PR #11, opened 2026-04-18
specs: 006 — OTLP exporter (v1)

r12f:
Drafts `specs/006-exporter-otlp.md`, the v1 OpenTelemetry exporter contract for InFMon.

Tracking: **DPU-12** (parent: DPU-4 — EPIC InFMon)
Depends on: 000-overview, 002-flow-tracking-model

## What's in the spec

- **Signal type.** Metrics only. Per-bucket: `infmon.flow.packets` /
  `infmon.flow.bytes` as cumulative monotonic Sums, `infmon.flow.last_seen`
  as a Gauge. `first_seen_ns` is folded into `start_time_unix_nano`.
- **Per-tracker observability** (Spec 002 §8) shipped on the same stream:
  buckets gauge, evictions/drops/packets/bytes counters, scoped by
  `{tracker}` (and `reason` where relevant).
- **Attribute mapping.** Reserved `flow.*` namespace, one-to-one with the
  tracker's ordered field list. IPs as canonical text, dscp/ip_proto as
  ints. Trackers only emit attributes for fields they're keyed on.
- **Resource attributes.** `service.name`/`namespace`/`version`/`instance.id`,
  `host.name`/`host.id`/`host.arch`, plus operator-set
  `infmon.dpu.id` / `infmon.dpu.platform`. Stable for the process lifetime.
- **Endpoint config.** gRPC default (4317), http/protobuf opt-in (4318),
  optional mTLS, gzip, headers, full TOML block + per-field defaults +
  all-or-nothing validation rules (incl. `export_timeout < export_interval`).
- **Batching, retry, timeout.** Single periodic tick, bounded send queue,
  oldest-batch-drop on overflow, jittered exponential backoff (3 retries,
  cap 30s), per-batch total bound of `4 × export_interval`, graceful
  shutdown drains.
- **Cardinality.** Operator-facing guidance (eviction rate as the load
  signal, prefer narrow trackers) plus hard exporter-side caps:
  `max_export_points_per_tick = 2_000_000`, 256B attribute-value cap,
  no free-form per-bucket attributes, full self-observability metric set.
- **Test plan** (unit / integration with a tonic OTLP stub / E2E via
  `otelcol-contrib`) and a perf guideline (1M buckets × 8 trackers ≤ 2s
  on BF-3).
- **Open questions** documented (host.id fallback, delta temporality,
  required vs default `infmon.dpu.id`, exemplars).

## Review focus

- Is the cumulative-only choice acceptable for the first wave of
  collectors we expect (Q2)?
- Is the `flow.*` attribute namespace agreeable, or should we align
  with an existing OTel semantic-conventions group?
- Cardinality safeguards — are the defaults sane for the BF-3 footprint?

Reviewer: @banidoru

### DIFF
--- a/specs/006-exporter-otlp.md
+++ b/specs/006-exporter-otlp.md
@@ -1,0 +1,406 @@
+# Spec 006 — OTLP exporter (v1)
+
+Status: Draft
+Tracking issue: DPU-12 (project InFMon)
+Parent epic: DPU-4 (EPIC: InFMon — flow telemetry service on BF-3)
+Depends on: 000-overview (system overview),
+            002-flow-tracking-model (defines trackers, keys, buckets,
+            and the per-tracker observability counters this exporter ships)
+Related: 004-backend-architecture (owns the snapshot mechanism the
+         exporter consumes), 005-frontend (hosts the exporter process),
+         007-cli (`infmon-cli exporter ...` surface)
+
+## 1. Purpose
+
+Define the **v1 OpenTelemetry (OTLP) exporter** for InFMon: how flow-tracker
+state held by the backend (Spec 002) is turned into OTLP metrics and shipped
+off-DPU to a collector.
+
+The OTLP exporter is the **only** standard-format exporter in v1. It is the
+sole production sink for flow data; everything else (CLI `flow show`, ad-hoc
+JSON dumps) is for debugging. Getting this contract right means downstream
+collectors, dashboards, and alerting can be built without waiting for InFMon
+to stabilise further.
+
+## 2. Concepts
+
+### 2.1 Exporter instance
+
+A single exporter instance is configured per `infmon-frontend` process.
+Multiple destinations are not supported in v1 — operators who need fan-out
+should run an OpenTelemetry Collector adjacent to the DPU.
+
+### 2.2 Source of truth
+
+The exporter never touches the data plane. It consumes the **snapshot**
+surface owned by the backend (Spec 004) on a fixed cadence and translates
+each tracker's live buckets into OTLP data points.
+
+### 2.3 Wire shape
+
+OTLP / metrics. v1 ships the gRPC transport by default and accepts
+http/protobuf as a configuration switch. JSON-over-HTTP is **not** supported
+(noisier on the wire, no observed collector that requires it).
+
+## 3. Signal type and metric model
+
+### 3.1 Signal: metrics
+
+InFMon exports **metrics** only in v1. Logs and traces are out of scope —
+flow data is intrinsically aggregate counter state, and shoehorning it
+through `Logs` would lose the collector's native aggregation pipeline.
+
+### 3.2 Per-bucket data points
+
+Each live bucket in each tracker becomes a fixed set of OTLP data points,
+all sharing the bucket's attribute set (§4):
+
+| OTLP metric name             | Instrument | Unit  | Source field      | Notes                                     |
+|------------------------------|------------|-------|-------------------|-------------------------------------------|
+| `infmon.flow.packets`        | Sum (cumulative, monotonic) | `{packets}` | `bucket.packets` | Total packets attributed to this bucket. |
+| `infmon.flow.bytes`          | Sum (cumulative, monotonic) | `By`        | `bucket.bytes`   | Total bytes (L3 length per Spec 003).    |
+| `infmon.flow.last_seen`      | Gauge      | `ns`  | `bucket.last_seen_ns` | Wall-clock ns of the most recent packet that updated this bucket. |
+
+`first_seen_ns` is **not** exported as its own data point. It is folded into
+the data-point `start_time_unix_nano` of the two `Sum` metrics, which is the
+OTLP-native way to express "this counter started accumulating at time T".
+
+### 3.3 Aggregation temporality
+
+`Cumulative` for both `Sum` metrics. Rationale:
+
+- Cumulative is the OTLP default and what most collector pipelines (Prometheus
+  remote-write, Mimir, Cortex) prefer.
+- The backend owns the bucket lifetime; the exporter is stateless. Cumulative
+  + a stable `start_time_unix_nano` lets a collector compute deltas without
+  the exporter having to track previous-export state.
+- On bucket eviction (Spec 002 §6) the counter is gone. Receivers that
+  compute deltas will see a counter reset; OTLP Sum semantics handle that
+  correctly when `start_time_unix_nano` advances.
+
+### 3.4 Per-tracker observability points
+
+The counters defined in Spec 002 §8 are exported alongside the per-bucket
+data points. They are scoped to the tracker, not the key:
+
+| OTLP metric name                  | Instrument | Unit         | Source                                    |
+|-----------------------------------|------------|--------------|-------------------------------------------|
+| `infmon.tracker.buckets`          | Gauge      | `{buckets}`  | `infmon_tracker_buckets`                  |
+| `infmon.tracker.evictions`        | Sum (cum.) | `{evictions}`| `infmon_tracker_evictions_total`          |
+| `infmon.tracker.drops`            | Sum (cum.) | `{drops}`    | `infmon_tracker_drops_total{reason}`      |
+| `infmon.tracker.packets`          | Sum (cum.) | `{packets}`  | `infmon_tracker_packets_total`            |
+| `infmon.tracker.bytes`            | Sum (cum.) | `By`         | `infmon_tracker_bytes_total`              |
+
+Their attribute set is `{tracker}` (plus `reason` for `drops`), nothing else.
+
+## 4. Attribute mapping (per-bucket points)
+
+Each per-bucket data point carries a fixed attribute set derived from
+the tracker's field list (Spec 002 §3) plus a `tracker` label:
+
+| Attribute         | Type        | Source                                  |
+|-------------------|-------------|-----------------------------------------|
+| `tracker`         | string      | tracker `name` (Spec 002 §2.1)          |
+| `flow.src_ip`     | string      | `enc(src_ip)` rendered as canonical text (IPv4 if v4-mapped, else v6) |
+| `flow.dst_ip`     | string      | same rule for `dst_ip`                  |
+| `flow.ip_proto`   | int         | numeric `ip_proto`, 0–255               |
+| `flow.dscp`       | int         | numeric `dscp`, 0–63                    |
+
+Rules:
+
+1. The exporter MUST emit **only** attributes that correspond to fields
+   actually present in the tracker's `ordered_field_list`. A tracker keyed
+   on `[dscp]` produces points with attributes `{tracker, flow.dscp}` —
+   nothing else.
+2. The mapping is fixed (§9 reserves the `flow.*` namespace for future
+   fields). Attribute names MUST NOT vary between exports.
+3. IP addresses are rendered as text (canonical IPv4 dotted-quad if the
+   16-byte key is v4-mapped, RFC 5952 lowercase v6 otherwise), not as raw
+   bytes. Text form is what every viable collector / TSDB indexes natively.
+4. `dscp` and `ip_proto` are emitted as integers, not numeric strings.
+
+### 4.1 Why prefix with `flow.`
+
+Reserves a namespace so future signals (e.g. `link.*` for interface stats,
+`parser.*` for the upstream parser) do not collide. Keeps the collector-side
+schema obvious at a glance.
+
+### 4.2 Attribute order
+
+OTLP attribute sets are unordered by spec; the exporter MAY emit them in
+any order. Implementations SHOULD sort them by attribute key for stable
+on-the-wire bytes (helps gRPC compression and snapshot diffs in tests).
+
+## 5. Resource attributes
+
+Every export carries a `Resource` describing the producer. v1 set:
+
+| Attribute                       | Source                                        | Notes |
+|---------------------------------|-----------------------------------------------|-------|
+| `service.name`                  | constant `"infmon-frontend"`                  | OTel-mandated. |
+| `service.namespace`             | constant `"infmon"`                           | Lets a multi-tenant collector group all InFMon producers. |
+| `service.version`               | InFMon build version (`CARGO_PKG_VERSION` of `infmon-frontend`, or the package version baked in at build time) | The single "infmon version" mentioned in the issue. |
+| `service.instance.id`           | stable per-process UUID, generated at frontend startup, persisted in `/var/lib/infmon/instance_id` | Distinguishes restarts from re-deploys. |
+| `host.name`                     | `gethostname(2)` at startup                   | Human-readable host identity. |
+| `host.id`                       | `/etc/machine-id` if readable, else absent    | Stable across reboots; omit silently if unavailable. |
+| `host.arch`                     | constant `"arm64"` for the v1 .deb build      | Matches Spec 000 §"Build & Release Model". |
+| `infmon.dpu.id`                 | configured value (see §6); falls back to `host.name` if unset | The "dpu" attribute the issue calls for. Free-form short string operators set per-DPU. |
+| `infmon.dpu.platform`           | configured value (e.g. `"bluefield-3"`)        | Optional; omitted if unset. |
+
+`host.*` attributes follow OpenTelemetry [semantic conventions for host].
+`service.*` likewise. `infmon.*` is our own namespace and is documented here.
+
+Resource attributes are computed once at frontend startup and reused on
+every export; they MUST NOT vary between exports of a single process
+lifetime.
+
+## 6. Endpoint and transport configuration
+
+The exporter is configured in the same `infmon-frontend` config file
+(format owned by Spec 005). The OTLP block:
+
+### 6.1 TOML
+
+```toml
+[exporter.otlp]
+enabled            = true
+protocol           = "grpc"            # "grpc" | "http_protobuf"
+endpoint           = "otel-collector.infra.local:4317"
+                                       # gRPC default 4317, http/protobuf default 4318
+insecure           = false             # true => plaintext (TCP, not mTLS)
+ca_file            = "/etc/infmon/tls/ca.pem"      # optional; system trust if unset
+cert_file          = "/etc/infmon/tls/client.pem"  # optional client mTLS
+key_file           = "/etc/infmon/tls/client.key"  # optional client mTLS
+compression        = "gzip"            # "none" | "gzip"
+export_interval    = "10s"             # how often to take a snapshot and ship
+export_timeout     = "5s"              # per-request timeout
+max_batch_points   = 8192              # see §7
+queue_size         = 4                 # see §7
+
+[exporter.otlp.headers]
+# arbitrary key=value, sent on every request (gRPC metadata or HTTP headers)
+"x-tenant" = "dpu-east-1"
+
+[exporter.otlp.resource]
+# operator-set resource attributes, merged on top of §5 defaults
+"infmon.dpu.id"       = "bf3-rack17-u4"
+"infmon.dpu.platform" = "bluefield-3"
+```
+
+### 6.2 Defaults
+
+Field-by-field defaults if absent:
+
+- `enabled = false` — the exporter is opt-in.
+- `protocol = "grpc"`.
+- `endpoint` — required when `enabled = true`; no default.
+- `insecure = false`.
+- `compression = "gzip"`.
+- `export_interval = "10s"`.
+- `export_timeout = "5s"`.
+- `max_batch_points = 8192`.
+- `queue_size = 4`.
+- `headers` and `resource` default to empty.
+
+### 6.3 Validation
+
+Reject the config (and refuse to start) if:
+
+1. `enabled = true` and `endpoint` is missing or unparseable.
+2. `protocol` is not in `{"grpc", "http_protobuf"}`.
+3. `compression` is not in `{"none", "gzip"}`.
+4. Any of `cert_file` / `key_file` is set without the other.
+5. Any TLS file path is set but unreadable at startup.
+6. `export_interval`, `export_timeout` are not positive durations.
+7. `export_timeout >= export_interval` (would let backpressure run away).
+8. `max_batch_points <= 0`.
+9. `queue_size <= 0`.
+
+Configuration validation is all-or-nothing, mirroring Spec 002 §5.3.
PR #14, opened 2026-04-18
specs: fix systemd unit — disabled by default, add --run install flag

r12f:
## Summary

Resolves the contradiction between spec 000 (disabled by default) and spec 008 §6 (enabled-by-default).

**Decision:** install as disabled by default. Add a `--run` parameter to install as enabled.

### Changes to spec 008

- **§6 notes:** Replace enabled-by-default with disabled-by-default. Document `--run` flag and `dh_installsystemd --no-enable --no-start`.
- **§7.1 install flow:** Service is NOT enabled or started unless `--run` is passed.
- **§7.4 maintainer-script summary:** Updated postinst description to match.

Spec 000 already says disabled by default — no change needed there.

Resolves: DPU-29

### DIFF
--- a/specs/008-packaging-install.md
+++ b/specs/008-packaging-install.md
@@ -5,7 +5,7 @@
 | Version | Date       | Author       | Changes |
 | ------- | ---------- | ------------ | ------- |
 | 0.1     | 2026-04-18 | Riff (r12f)  | Initial draft of the `.deb` packaging contract for Ubuntu aarch64 on BlueField-3. Version-locked deps, source/format declared, postrm cross-package fix, equivs preferred over `--force-depends`, GPG verification note, version-skew check, CLI stability marking, explicit cmake + cargo rules; PartOf and compat file dropped per PR #9 review. |
-| 0.2     | 2026-04-18 | BF-3 (bf3)   | Fix systemd unit default: disabled by default instead of enabled. Add `--run` install flag to opt in to enable+start. Update §6 notes, §7.1 install flow, §7.4 maintainer-script summary. Resolves contradiction with spec 000. |
+| 0.2     | 2026-04-18 | Riff (r12f)   | Fix systemd unit default: disabled by default instead of enabled. Add `--run` install flag to opt in to enable+start. Update §6 notes, §7.1 install flow, §7.4 maintainer-script summary. Resolves contradiction with spec 000. |
 
 - **Depends on:** [`000-overview`](000-overview.md), [`004-backend-architecture`](004-backend-architecture.md)
 - **Affects:** [`005-frontend-architecture`](005-frontend-architecture.md), [`007-cli`](007-cli.md), [`001-ci-and-precommit`](001-ci-and-precommit.md) (build job produces the `.deb`)
--- a/specs/008-packaging-install.md
+++ b/specs/008-packaging-install.md
@@ -5,6 +5,7 @@
 | Version | Date       | Author       | Changes |
 | ------- | ---------- | ------------ | ------- |
 | 0.1     | 2026-04-18 | Riff (r12f)  | Initial draft of the `.deb` packaging contract for Ubuntu aarch64 on BlueField-3. Version-locked deps, source/format declared, postrm cross-package fix, equivs preferred over `--force-depends`, GPG verification note, version-skew check, CLI stability marking, explicit cmake + cargo rules; PartOf and compat file dropped per PR #9 review. |
+| 0.2     | 2026-04-18 | BF-3 (bf3)   | Fix systemd unit default: disabled by default instead of enabled. Add `--run` install flag to opt in to enable+start. Update §6 notes, §7.1 install flow, §7.4 maintainer-script summary. Resolves contradiction with spec 000. |
 
 - **Depends on:** [`000-overview`](000-overview.md), [`004-backend-architecture`](004-backend-architecture.md)
 - **Affects:** [`005-frontend-architecture`](005-frontend-architecture.md), [`007-cli`](007-cli.md), [`001-ci-and-precommit`](001-ci-and-precommit.md) (build job produces the `.deb`)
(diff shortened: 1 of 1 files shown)


specs/008-packaging-install.md
```diff
@@ -281,9 +282,15 @@ Notes:
...
-- The unit is installed enabled-by-default via `dh_installsystemd`'s
-  default behaviour; operators who do not want it auto-started can
-  `systemctl disable infmon-frontend` after install.
+- The unit is installed **disabled by default** — `dh_installsystemd
+  --no-enable --no-start` prevents the service from starting or being
+  enabled on first install. Operators who want the service to start
+  immediately can pass `--run` to the installer script
+  (`dpkg --configure -D infmon-frontend -- --run`, or the equivalent
+  `apt` invocation documented in `debian/README.Debian`), which causes
+  the postinst to `systemctl enable --now infmon-frontend`. This
```
banidoru, line 291: `dpkg --configure -D` sets the **debug level**, not a pass-through argument. This invocation won't deliver `--run` to the postinst script.

Common alternatives for passing options to maintainer scripts:
1. **debconf preseed** — `echo 'infmon-frontend infmon/enable-now boolean true' | debconf-set-selections` before install.
2. **Environment variable** — `INFMON_RUN=1 apt install infmon` with the postinst checking `$INFMON_RUN`.
3. **Post-install CLI** — `infmon enable` or `systemctl enable --now infmon-frontend` documented as a manual step.

Please pick a mechanism and update the spec (and the §7.1 / §7.4 references that depend on it).

banidoru (commented):
Spec review — iteration 1:

- **Good:** Resolves the spec 000 vs spec 008 contradiction cleanly; disabled-by-default is the right call for production DPUs.
- **`dpkg --configure -D` is a debug flag**, not a mechanism for passing arguments to postinst — the documented invocation won't work as described. Needs a different approach (e.g. debconf, env var, or a separate `infmon enable` CLI command).
- **`--run` pass-through mechanism is unspecified** — how does `dh_installsystemd --no-enable --no-start` interact with a custom `--run` flag in postinst? The spec should clarify exactly how the flag reaches the maintainer script.
- Minor: version row has trailing whitespace inconsistency (extra space before `|`).
- Overall direction is sound; the flag delivery mechanism needs rework.

banidoru (commented):
- The `dpkg --configure -D` mechanism for passing `--run` is incorrect (already noted in prior review) — this needs a workable delivery mechanism before the spec can be finalized.
- Upgrade path from v0.1 (enabled-by-default) to v0.2 (disabled-by-default) is unspecified — will `--no-enable` on upgrade disable a previously-enabled service? This needs explicit handling in the postinst.
- §7.1 pseudocode references the broken `--run` flag mechanism; must be updated together with §6.
- Minor: version table row 0.2 has an extra space in the Author column vs row 0.1 (cosmetic).

specs/008-packaging-install.md
```diff
@@ -281,9 +282,15 @@ Notes:
...
+  conservative default avoids surprising operators on a production DPU
+  where VPP may not be ready yet.
 
 There is **no** unit for `infmon-backend` — the backend is a VPP plugin,
 not a service. Its lifecycle is VPP's.
```
banidoru, line 296: The spec doesn't address the **upgrade path**. If an operator installed v0.1 (where the service was enabled-by-default and running), what happens when they upgrade to v0.2?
——————————
-- Instructions to follow --
Tally the lines in the records above that contain the word "path", and give only that number.

-- Reply --
3